Ingredients for - Shrimp and Scallop Crepes

1. Milk 2 cups
2. All-purpose flour 1 cup
3. Eggs 3 large
4. Melted butter, divided 4 tablespoons
5. Butter 1 tablespoon
6. Medium shrimp - peeled, deveined, and cut into 1/2-inch pieces 6 ounces
7. Bay scallops 6 ounces
8. Butter 1 teaspoon
9. Sliced mushrooms 1 cup
10. Thinly sliced green onions ½ cup
11. Butter 4 tablespoons
12. All-purpose flour 4 tablespoons
13. Milk, or more as needed 1 cup
14. Chicken broth 1 cup
15. Grated Swiss cheese ⅓ cup
16. Dry white wine ¼ cup
17. Sherry (Optional) 1 tablespoon
18. Salt and ground black pepper to taste 1 tablespoon

How to cook deliciously - Shrimp and Scallop Crepes

1 . Stage

Combine milk, flour, eggs, and melted butter in a blender. Process until smooth, for at least 1 minute. Set aside and let rest for 30 minutes.

2 . Stage

Coat a crepe pan or nonstick small skillet with melted butter. Pour in 1/4 cup crepe batter and swirl the pan until entire bottom is covered in a thin layer of batter.

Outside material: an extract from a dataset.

PR #227, opened 2018-07-04
Dynamic Dates for JS cal + translations for dates 

timarney:
- Created utility functions for dates (start ,end etc...) `calendarDates.js`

Cook until small brown spots appear on the bottom of the crepe, 1 to 2 minutes.

3 . Stage

Loosen crepe carefully from the pan using a spatula and gently flip to brown the other side, 1 to 2 minutes more. Slide crepe onto a plate. Repeat with remaining batter, re-buttering the pan as needed and stacking crepes onto the plate.

4 . Stage

Melt 1 tablespoon butter in a skillet over medium heat. Add shrimp and scallops and cook until shrimp are bright pink on the outside and scallops are golden, 2 to 3 minutes. Remove from skillet.

5 . Stage

Melt 1 teaspoon butter in the same skillet and increase heat to medium-high. Add mushrooms and green onions; saute until mushrooms are tender, 3 to 4 minutes. Remove from heat.

6 . Stage

Melt 4 tablespoons butter in a saucepan over medium heat until bubbling. Whisk in flour until mixture becomes paste-like and lightly golden, about 2 minutes. Add milk and chicken broth and whisk until sauce is smooth and thickened. Thin out with more milk if needed.

7 . Stage

Add Swiss cheese, wine, and sherry to the sauce; stir until cheese melts. Season with salt and pepper. Reserve 2/3 cup sauce. Add shrimp, scallops, mushrooms, and onions to the remaining 1/3 of the sauce and stir until heated through.

8 . Stage

Spoon about 1/4 cup of the filling across the lower third of each crepe. Roll crepes up jellyroll-style and serve at the table with the reserved sauce.